For more details, check out Zenith's snowpack update from Friday.

Weather Summary

Sunday night

Partly cloudy. 10 to 20 km/h northeast ridgetop wind. Treeline temperature 0°C. Freezing level 1600 m.

Monday

Sunny. 10 to 20 km/h southeast ridgetop wind. Treeline temperature 0°C. Freezing level 1600 m.

Tuesday

Mostly cloudy. 30 to 50 km/h southeast ridgetop wind. Treeline temperature -1°C. Freezing level 1500 m.

Tuesday

10 to 15 cm of snow. 20 to 40 km/h south ridgetop wind. Treeline temperature -3°C. Freezing level 1200 m.
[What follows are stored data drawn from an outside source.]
PR #1054, opened 2019-08-08
Accessibility: Communicate page state on screen reader

annielovesjs:
Before: 
- when you go to any of the links in the top nav bar, it just reads go to {page} page but does not communicate the state (ex. are we currently on {page}, or is {page} disabled?)

Changes:
- using NVDA screen reader, when the screen reader goes over the currently selected page, it should read current on {page}
- when the screen reader goes over a disabled page, it should read {page} disabled
- if the page is visited and not disabled or selected, it should just read {page} page


src/client/src/components/TopNavBarLink/index.tsx
```diff
@@ -39,20 +39,34 @@ const TopNavBarLink = ({
       onClick={handleClick}
       className={styles.container}
       onKeyUp={keyUpHandler}
+      aria-label={
+        visitedCheck || isSelected
```
jcoc611-microsoft, line 59: should we have `(..)`  parenthesis here?

SahilTara: Honestly I would extract some of this out into a const function or two. It is kinda hard to read/follow.

streetcoder123: @annielovesjs

annielovesjs: @jcoc611-microsoft the parenthesis gets automatically removed

annielovesjs: @SahilTara good point! I just abstracted it to a function call now so it should be more readable

SahilTara (approved):

jcoc611-microsoft (approved):

jsondoo (approved):
great work, tested with NVDA on windows

PR #1064, opened 2019-08-09
Remove button borders

jsondoo:
**Changes**
- Blue buttons are still blue w/o borders
- Other buttons are grey (same color as the quick start button) w/o borders

- Footer buttons are special case since it is a different background color - @xtinah-w and I discussed with the team and decided on the colors: back button should be black on dark mode, white on light mode (and checked this with accessibility compliance) 

**How To Test**
- check light theme and dark theme

image
image


streetcoder123 (dismissed):

jasmingoh (dismissed):

src/client/src/css/buttonStyles.module.css
```diff
@@ -1,14 +1,11 @@
 .buttonHighlightedBorder {
```
jcoc611-microsoft: Do we still need this rule? It is the same as `.buttonHighlighted` and it has no border (despite what name suggests)?

jsondoo: good catch, it is the same thing so I replaced it and removed it

annielovesjs:
doo-ing great

annielovesjs (approved):
doo-ing great

jcoc611-microsoft (approved):

ali-kha (approved):

PR #1065, opened 2019-08-09
Severity 2 Accessibility issue: add focus to top of page when navigating using the footer

annielovesjs:
Problem:
- on screen readers, when you go to the footer and click next or back, it takes you to a different page but the focus remains on the footer instead of top of the page
- when a visually impaired person tries to navigate using the down arrow (normal flow for screen readers), it takes you out of the wizard and reads the items from your other applications on the screen, preventing the user from completing the wizard 

Fix:
- when you navigate using the footer and hit back or next, the focus should go to the currently selected in the navigation bar

How to test:
- download NVDA screen reader
- go through the flow of the wizard and hit next or back on any of the pages and the item in focus should be the tab in the currently selected page on the navigation bar
- when you continue hitting the down arrow key, it should read the contents of the page in the wizard now


src/client/src/utils/constants.ts
```diff
@@ -40,6 +40,14 @@ const ARIA_LABELS_NAVIGATION = defineMessages({
   }
 });
 
+const PAGEID = {
```
SahilTara: Curious why don't we use string enum for this? Is there an advantage in terms of readability/type safety to do it this way rather than with enum strings?

jcoc611-microsoft (dismissed):

streetcoder123 (dismissed):
Great!

streetcoder123:
Now you have a conflict

src/client/src/utils/constants.ts
annielovesjs: Good point - it is better to use enum since these are ranged values. I just updated the PR to make it an enum instead of using a plain object

annielovesjs:
@njindal239  thanks for pinging me about the conflict! just resolved it :)

src/client/src/utils/constants.ts
SahilTara: Oh this update works too. I was thinking more like
```ts
enum SomeEnum {
  SomeVal="SomeString",
  SomeVal2="SomeString2"
}
```
Makes your code simple again while providing type safety.

jsondoo (approved):
good work 👍

piotrmark (approved):

jcoc611-microsoft (approved):

PR #1068, opened 2019-08-12
App Service - update application settings

jasmingoh:
This change is required to update the application setting of App Service web app.

When Cosmos DB is selected, we generate a .env file which contains the connection string to the database. If App Service and Cosmos DB are selected, we want the App Service application settings to also contains the connection string.

**To test:**
1. Launch the extension in preview mode
2. Add App Service and Cosmos DB (test for both Mongo and SQL)
3. Create the project
4. Once everything is deployed, click "Yes" in the prompt that updates the connection string in the .env file
5. Go onto Azure portal (https://ms.portal.azure.com/#home)
6. Go into the App Service created -> Configuration -> Application settings
image
7. Make sure it is the same as the content of the .env file


jsondoo:
Should my key in `.env` have two equals sign at the end for CosmosDB key?

jasmingoh:
@jsondoo There should be 2 equal signs for the key, I've updated the PR. Thanks for pointing it out! If you select a list page with App Service and Cosmos DB, you can successfully add stuff to the list.
Try here: https://myapp14-2019812164910.azurewebsites.net/List

Tanya0609 (approved):
Awesome, it works for SQL and MongDB!

piotrmark (approved):

jsondoo (approved):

More details can be found in the Mountain Weather Forecast.

Terrain and Travel Advice

  • Be mindful that deep instabilities are still present and have produced recent large avalanches.
  • Keep in mind that human triggering may persist as natural avalanches taper off.
  • Uncertainty is best managed through conservative terrain choices.

Problems

Persistent Slabs

Persistent Slab avalanches are the release of a cohesive layer of snow (a slab) in the middle to upper snowpack, when the bond to an underlying persistent weak layer breaks. Persistent layers include: surface hoar, depth hoar, near-surface facets, or faceted snow. Persistent weak layers can continue to produce avalanches for days, weeks or even months, making them especially dangerous and tricky. As additional snow and wind events build a thicker slab on top of the persistent weak layer, this avalanche problem may develop into a Deep Persistent Slab.